A sostenere il sistema restano gli investimenti, ancora supportati nei primi mesi del 2026 dalle risorse del Pnrr. Un elemento di stabilità, ma che potrebbe non bastare se il contesto dovesse ulteriormente deteriorarsi.
Le nuove preoccupazioni su costi ed export
Oltre all’energia, le imprese segnalano un aumento generalizzato dei costi lungo tutta la filiera. Dal sondaggio condotto da Confindustria tra le grandi aziende emerge che il principale ostacolo è proprio il costo dell’energia (indicato dal 25% degli intervistati), seguito dai costi di trasporto e assicurazione (21,9%) e dal rincaro delle materie prime non energetiche (18,4%).

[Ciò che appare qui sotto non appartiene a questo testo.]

PR #484, opened 2020-06-16
Graphtool macro for interactive graphing in problems via javascript

drgrice1:
This adds a macro that can be used in PG problems to inject an interactive javascript graph into the problem.  This is primarily intended for basic general studies type courses where graphing is introduced.  Admittedly the javascript graph tool (in https://github.com/openwebwork/webwork2/pull/1116) is largely designed to be similar to a graphing tool in a particular proprietary online homework system.

I have attached a few example pg problems demonstrating the usage of the macro:  [GraphToolExamples.zip](https://github.com/openwebwork/pg/files/4786200/GraphToolExamples.zip)

I have been using this macro for problems in my courses for several semesters, and it has been working well.  Students find its usage in problems rather straight forward.

### DIFF
--- a/macros/parserGraphTool.pl
+++ b/macros/parserGraphTool.pl
@@ -270,6 +270,7 @@ sub ans_rule {
 		($self->{bBox}[0],$self->{bBox}[3]) rectangle ($self->{bBox}[2],$self->{bBox}[1]) }
 	}
 }
+\\definecolor{borderblue}{HTML}{356AA0}
 \\pgfdeclarelayer{background layer}
 \\pgfdeclarelayer{foreground layer}
 \\pgfsetlayers{background layer,main,foreground layer}
@@ -323,7 +324,7 @@ END_TIKZ
 		if (@yTicks);
 
 		# Border box
-		$tikz .= "\\draw[blue,rounded corners=14pt,thick] " .
+		$tikz .= "\\draw[borderblue,rounded corners=14pt,thick] " .
 			"($self->{bBox}[0],$self->{bBox}[3]) rectangle ($self->{bBox}[2],$self->{bBox}[1]);\n";
 
 
--- a/macros/parserGraphTool.pl
+++ b/macros/parserGraphTool.pl
@@ -1,0 +1,520 @@
+################################################################################
+# WeBWorK Online Homework Delivery System
+# Copyright &copy; 2000-2018 The WeBWorK Project, http://openwebwork.sf.net/
+# $CVSHeader: pg/macros/parserMultiAnswer.pl,v 1.11 2009/06/25 23:28:44 gage Exp $
+#
+# This program is free software; you can redistribute it and/or modify it under
+# the terms of either: (a) the GNU General Public License as published by the
+# Free Software Foundation; either version 2, or (at your option) any later
+# version, or (b) the "Artistic License" which comes with this package.
+#
+# This program is distributed in the hope that it will be useful, but WITHOUT
+# ANY WARRANTY; without even the implied warranty of MERCHANTABILITY or FITNESS
+# FOR A PARTICULAR PURPOSE.  See either the GNU General Public License or the
+# Artistic License for more details.
+################################################################################
+
+=head1 NAME
+
+parserGraphTool.pl - Allow students to enter basic graphical answers via interactive JavaScript.
+
+=head1 DESCRIPTION
+
+GraphTool objects let you provide an interactive graphing tool for students to enter graphical
+answers.
+
+To create a GraphTool object pass a list of graph objects (discussed below) for the students to
+graph to GraphTool().  For example:
+
+	$gt = GraphTool("{line,solid,(0,0),(1,1)}", "{circle,dashed,(2,2),(4,2)}");
+
+or
+
+	$gt = GraphTool("{line,solid,(0,0),(1,1)}")->with(bBox => [-20, 20, 20, -20]);
+
+Then, for standard PG use $gt->ans_rule() to insert the JavaScript graph into the problem (or a
+print graph when a hard copy is generated), and $gt->cmp to produce the answer checker.  For
+example:
+
+	BEGIN_TEXT
+	Graph the line \(y = x\).
+	$PAR
+	\{$gt->ans_rule()\}
+	END_TEXT
+
+	ANS($gt->cmp);
+
+For PGML you can just do
+
+	BEGIN_PGML
+	Graph the line [`y = x`].
+
+	[_]{$gt}
+	END_PGML
+
+=head1 GRAPH OBJECTS
+
+There are four types of graph objects that the students can graph.  Lines, circles, parabolas,
+and fills (or shading of a region).  The syntax for each of these objects to pass to the
+GraphTool constructor is summarized as follows.  Each object must be enclosed in braces.  The
+first element in the braces must be the name of the object.  The following elements in the
+braces depend on the type of element.
+
+For lines the name "line" must be followed by the word "solid" or "dashed" to indicate if the
+line is expected to be drawn solid or dashed.  That is followed by two distinct points on the
+line.  For example:
+
+	"{line,dashed,(1,5),(3,4)}"
+
+For circles the name "circle" must be followed by the word "solid" or "dashed" to indicate if
+the circle is expected to be drawn solid or dashed.  That is followed by the point that is to be
+the center of circle, and then by a point on the circle.  For example:
+
+	"{circle,solid,(1,1),(4,5)}"
+
+For parabolas the name "parabola" must be followed by the word "solid" or "dashed" to indicate
+if the parabola is expected to be drawn solid or dashed.  The next element in the braces must be
+the word "vertical" for a parabola that opens up or down, or "horizontal" for a parabola that
+opens to the left or right.  That is followed by the vertex and then another point on the
+parabola.  For example:
+
+	"{parabola,solid,vertical,(1,0),(3,3)}"
+
+For fills the name "fill" must be followed by a point in the region that is to be filled.  For
+example:
+
+	"{fill,(5,5)}"
+
+The student answers that are returned by the JavaScript will be a list of the list objects
+discussed above and will be parsed by WeBWorK and passed to the checker as such.  The default
+grader is the default list_checker.  Most of the time that will not work as desired, and you
+will need to provide your own list_checker.  This can either be passed as part of the cmpOptions
+hash discussed below, or directly to the GraphTool object's cmp() method.
+
+=head1 OPTIONS
+
+There are a number of options that you can supply to control the appearance and behavior of the
+JavaScript graph, listed below.  These are set as parameters to the with() method called on the
+GraphTool object.
+
+=over
+
+=item bBox (Default: bBox => [-10, 10, 10, -10])
+
+This is an array of four numbers that represent the bounding box of the graph.  The first
+two numbers in the array are the coordinates of the top left corner of the graph, and the last
+two numbers are the coordinates of the bottom right corner of the graph.
+
+=item gridX, gridY (Default: gridX => 1, gridY => 1)
+
+These are the distances between successive grid lines in the x and y directions, respectively.
+
+=item ticksDistanceX, ticksDistanceY (Default: ticksDistanceX => 2, ticksDistanceY => 2)
+
+These are the distances between successive major (labeled) ticks on the x and y axes,
+respectively.
+
+=item minorTicksX, minorTicksY (Default: minorTicksX => 1, minorTicksY => 2)
+
+These are the number of minor (unlabeled) ticks between major ticks on the x and y axes,
+respectively.
+
+=item snapSizeX, snapSizeY (Default: snapSizeX => 1, snapSizeY => 1)
+
+These restrict the x coordinate and y coordinate of points that can be graphed to being
+multiples of the respective parameter.  These values must be greater than zero.
+
+=item staticObjects (Default: staticObjects => [])
+
+This is an array of fixed objects that will be displayed on the graph.  These objects will not
+be able to be moved around.  The format for these objects is the same as those that are passed
+to the GraphTool constructor as the correct answers.
+
+=item graphOptions (Default: undefined)
+
+This is an advanced option that you usually do not want to use.  It is usually constructed by
+the macro internally using the above options.  If defined it should be a single string
+containing three comma separated arguments, and will override all of the above options.  It will
+be passed directly to the JavaScript graphTool method as its final three parameters.  The first
+argument in the string is JavaScript object notation that will be passed directly to the JSX
+graph board when it is initialized.  It may consist of any of the valid attributes documented
+for JXG.JSXGraph.initBoard at L<https://jsxgraph.org/docs/symbols/JXG.JSXGraph.html#.initBoard>.
+The second and third arguments are the snapSizeX and snapSizeY options discussed above.  For
+example the following value for graphOptions will give the same result for the JavaScript graph
+as the default values for the options above:
+
+	graphOptions => "{ boundingBox: [-10, 10, 10, -10]," .
+		"defaultAxes: {" .
+			"x: { ticks: { ticksDistance: 2, minorTicks: 1} }," .
+			"y: { ticks: { ticksDistance: 2, minorTicks: 1} }" .
+		"}," .
+		"grid: { gridX: 1, gridY: 1 }" .
+	"}, 1, 1"
+
+=item printGraph (Default: undefined)
+
+If the graphOptions option is set directly, then you will also need to provide a function that
+will generate the corresponding hard copy graph.  Otherwise the hard copy graph will still be
+generated using the above options, and will not look the same as the java script graph.
+
+=item cmpOptions (Default: cmpOptions => {})
+
+This is a hash of options that will be passed to the cmp() method.  These options can also be
+passed as parameters directly to the GraphTool object's cmp() method.
+
+=item texSize (Default: texSize => 400)
+
+This is the size of the graph that will be output when a hard copy of the problem is generated.
+
+=back
+
+=cut
+
+sub _parserGraphTool_init {
+	if ($main::displayMode ne 'TeX' && !$main::GraphToolHeaderSet) {
+		main::TEXT(
+			'<link rel="stylesheet" type="text/css" href="/webwork2_files/js/vendor/jsxgraph/jsxgraph.css">' .
+			'<link rel="stylesheet" type="text/css" href="/webwork2_files/js/apps/GraphTool/graphtool.css">' .
+			'<script type="text/javascript" src="/webwork2_files/js/vendor/jsxgraph/jsxgraphcore.js"></script>' .
+			'<script type="text/javascript" src="/webwork2_files/js/apps/GraphTool/graphtool.min.js"></script>'
+		);
+		$main::GraphToolHeaderSet = 1;
+	}
+	main::PG_restricted_eval('sub GraphTool { GraphTool->new(@_) }');
+}
+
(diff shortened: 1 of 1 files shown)


Alex-Jordan:
Thanks for this. I did some testing today, and it worked. I have some observations that might make it more accessible.

* Say you are making a circle. You click once to plant a center, then you click a second time to define a radius. If you mis-planted the center, it would be nice if you could hit ESC to abort. But it seems you must make a circle, then clear it. (I do like how you must click twice instead of clicking once and using drag to identify a radius. This seems more accessible to people with mobility disabilities.)

* The circle tool requires me to set a radius by choosing two grid points. So for example I would not be able to construct the circle `x^2+y^2=3`, since 3 is not the sum of two squares. Is it possible for there to be a different circle tool where you click a center and type a radius?

* In the problem I loaded, the curves are blue and the fill color is yellow. I assume that is the default. Do you happen to know what is the hex value of that yellow? I'd like to see if it satisfies color contrast threshold with the white. I think that WCAG would want the contrast ratio to be 4.5:1 for the yellow compared to the white.

* Is there any hope of keyboard-only usability? If I keyboard navigate to a tool, say the circle tool, then I can hit SPACE to activate it. But then I cannot use the keyboard to move the pointer around.

* Within one problem, is it configurable to omit some of the tools? For example, could the solid-line, dashed-line, and shading tools be left off?


* I have some feedback on the sample problems, given that they may end up being used as templates later. I'll leave that out of this thread for now.

drgrice1:
>     * Say you are making a circle. You click once to plant a center, then you click a second time to define a radius. If you mis-planted the center, it would be nice if you could hit ESC to abort. But it seems you must make a circle, then clear it. (I do like how you must click twice instead of clicking once and using drag to identify a radius. This seems more accessible to people with mobility disabilities.)

You can also click on another tool to cancel graphing an object.  For example if you are graphing a circle and have graphed the center but not the other point, then click on the "Object Selection Tool" and it will cancel graphing of the circle.

It may also be possible to make the escape button cancel graphing, but may take some work.  The underlying javascript library jsxgraph does not expose keyboard events.

>     * The circle tool requires me to set a radius by choosing two grid points. So for example I would not be able to construct the circle `x^2+y^2=3`, since 3 is not the sum of two squares. Is it possible for there to be a different circle tool where you click a center and type a radius?

See comment below on tool configurability.

>     * In the problem I loaded, the curves are blue and the fill color is yellow. I assume that is the default. Do you happen to know what is the hex value of that yellow? I'd like to see if it satisfies color contrast threshold with the white. I think that WCAG would want the contrast ratio to be 4.5:1 for the yellow compared to the white.

The RGBA colors are 255,255,150,250 which translate into a hex code of #FFFF96.  I doubt that this attains a contrast ratio of 4.5:1.  I am not convinces that the WCAG guidelines for text readability entirely apply to this situation though.  That is for a foreground/background ratio that is best for "text" readability.  This color should really be considered a background color, and it is probably more important that other text in the fill area is still readable (like axis labels).  It would be good to ensure that the fill color is easily distinguishable from the background color also.  Note that the colors chosen are the colors used by the comparable graphing tool in Pearson MyLab, and they are also concerned with accessibility issues.

>     * Is there any hope of keyboard-only usability? If I keyboard navigate to a tool, say the circle tool, then I can hit SPACE to activate it. But then I cannot use the keyboard to move the pointer around.

It may be possible, but will take considerable effort to implement.  As noted above the jsxgraph library does not expose keyboard events.  Furthermore, it would take considerable though as to how exactly this should work.

>     * Within one problem, is it configurable to omit some of the tools? For example, could the solid-line, dashed-line, and shading tools be left off?

I intend to make the tools that are present configurable in this way, but that is a future project.  I also would like to make it so that custom tools could be added by a particular problem.  This will take some revision to the current javascript.

drgrice1:
I made it so the escape key cancels graphing of an object.  See the last push to https://github.com/openwebwork/pg/pull/484.

drgrice1:
As to the circle graphing and the misplaced center, note that there is no need to cancel graphing due to a misplaced center.  You can complete the graph of the circle, and then move the center point to where you want it to go by clicking and dragging.

drgrice1:
I have added a mechanism that can be used to add custom graph objects and tools.  There is a lot of work ahead on documenting this.  I have attached some examples (also poorly documented) showing how to use this mechanism.

The CustomThreePointParabolaTool examples demonstrate how to create a new tool.  Note that the built in "parabola" graph object is replaced by the custom graph object in this example since it uses the same name.  Also, the only difference  between CustomThreePointParabolaTool.pg and CustomThreePointParabolaToolMacro.pg is that the latter file separates the new tool out into the macro GraphToolThreePointParabola.pl.

The GraphCircleCustomEg.pg also shows how to create a new graph object and tool (customLine and CustomLineTool) and how to create a new tool that uses an existing graph object (CustomCircleTool).  You would never use this example as the new objects and tools are identical to the built in objects and tools, but it shows how to do it.

The CustomFill.pg example shows how to create a new graph object that is derived from a built in object and modifies how it behaves.  The new "fill" graph object derives from the built in "fill" graph object and replaces the built in object.  It is then created by the built in FillTool.  Note that the built in fill graph object is an inequality fill.  All points are shaded that satisfy the same inequalities relative to the graphed objects as the point that defines the fill.  This custom fill object is a flood fill.  It starts at the defining point of the fill object and fills to the borders of the region it is in.

[GraphToolCustomExamples.zip](https://github.com/openwebwork/pg/files/4872798/GraphToolCustomExamples.zip)

Alex-Jordan:
I just tested things again using Firefox, Chrome, and Safari. All working as expected.

- I was confused by the CustomFill.pg example. It starts with two intersecting parabolas already drawn, and one region already filled. Then there are instructions to make a certain circle, which I did, submitted, and it counted correct. I felt like this is supposed to be demonstrating a new fill tool like you say here, but the problem text wasn't updated to tell the tester to use it.

- It would be nice if the delete key were bound to the delete button. So that if you have selected an object and hit delete, it deletes the object. On my Mac laptop, hitting delete is just defaulting to back-navigation of the browser.

- Suppose I use a tool like the line tool. After I make the line, the active tool turns to the object selection tool. That might be the right thing to happen, but I wonder if you thought about leaving it be whatever tool was just used. For example, in one problem I needed to plot three lines. So I needed to re-select the line tool for the second and third line.

- Should there be a line segment tool in the default tool set? In doing the example from SolveSysLinearInequals.pg, it seems like maybe the really "correct" answer would have the region you create bounded by segments, not with lines that extend infinitely.

- Is there somewhere appropriate to document that this is not keyboard accessible (yet)? If it can be made keyboard accessible in time for 2.16, great. If not, some warning might be a good idea. I know at my institution, using this without keyboard accessibility would be challenged pretty quickly. I wouldn't want anyone to invest in coding a bunch with it, only to be shut down by policy.

Since this is an entirely new feature that doesn't touch existing code, I see no reason not to merge at any time following a successful basic test. If now is a good time to merge, I can do that. If you have more planned anyway for the near future, I will wait. This is a great tool, thanks for doing this.

drgrice1:
The custom fill example is not an example of a valid problem. It is an example of how to use the newly added capabilities of the graph tool macro to modify the built in tools.  It is intended for developers, and not to be used as a problem for students. The static objects that are graphed are to demonstrate the difference from the built in full method, and that it works in print also as only static objects are printed.

It shouldn't be hard to bind the delete keyboard button to the delete button of the graph. However, general keyboard control of the graph tool is a long way out, and probably is going to take a lot of hackery. I don't intend to work on it at this point. If you want to document that somewhere, feel free.   As I have mentioned this graph tool is designed too be like the Pearson MyLab tool.  This graphing tool has everything that their graphing tool has. Their tool does not have keyboard controls. I am not sure why your institution would have a problem with a lack of keyboard controls. Most users don't use such things. Generally only more advanced users do.

When any tool completes it's action the select tool is activated. That really makes more sense than what you are suggesting if you think about it. It really doesn't take that much to click on the button each time you need to graph a line, and most students will expect that.

If you want a line segment tool, it shouldn't be hard to modify the line tool to create one. The way we teach that problem, it is best for them to be full lines.

I think the macro was good to go. I have been using it for a year, and it is functioning well. Students have no problem using it without additional instructions.

Alex-Jordan:
The keyboard navigation is for users with mobility disabilities, visual disabilities that are less severe than blindness, and is a prerequisite for future work to let blind users use this kind of tool. [This 11-minute video](https://www.youtube.com/watch?time_continue=250&v=eks3r-nE9lU&feature=emb_logo) profiles some students with disabilities and puts a human face on accessibility issues. The whole video is worth watching, and at 4:07 a profile starts of a student with a mobility disability that is compelling. So it's to support students with disabilities that PCC has policies about using accessible technology. It's also to support the faculty, who may have a similar disability, but also who can find they have a student with a disability in their class that makes an activity unusable, and they have no plan for a pedagogically equivalent activity. And it impact students. (I embedded a GeoGebra applet in our OER algebra book as an experiment, and within a month I had an email from disability services who was trying to help a student use it.)

And then there are the lawsuits against schools using inaccessible tools for violating the ADA. [Here](https://www.nfb.org/about-us/press-room/federal-court-rules-favor-blind-students?fbclid=IwAR3ybELDWsuJLjRFC_rJEHHZDQLdqp-_GrGgivcyq_bHaTklxXV9M5ROisQ) is one recent one (2019) where "the court specifically criticized the use of the Pearson MyMathLab product". IIRC there was another big one since then, but I couldn't find it in a quick search. These have been coming out about one per year in recent years, always in favor of the students, finding the school in violation. And Pearson and other companies get away without any repercussion because of the legal language they have in place with the school. It's always the school's fault for having a system where there is no alternative but to use MML (or WebAssign, or connect|Math, or whatever).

Se il conflitto dovesse protrarsi, cambierebbe anche la gerarchia delle preoccupazioni: le materie prime diventerebbero il primo fattore critico, seguite dall’energia e dalla logistica. Crescono inoltre i timori legati alle catene di approvvigionamento e alla disponibilità di input produttivi, con il rischio di carenze e rallentamenti.
Sul fronte estero, l’export mostra segnali misti. Da un lato si registra un rimbalzo delle vendite negli Stati Uniti, dall’altro pesano i nuovi dazi e le tensioni geopolitiche, con effetti potenziali su circa 22 miliardi di esportazioni verso i paesi del Golfo e su alcune forniture strategiche come alluminio e fertilizzanti.
Nel complesso, il quadro che emerge è quello di un sistema produttivo sotto pressione, chiamato a fronteggiare contemporaneamente costi in aumento, domanda incerta e condizioni finanziarie più restrittive. Come sottolinea Confindustria, tutto dipenderà dalla durata del conflitto.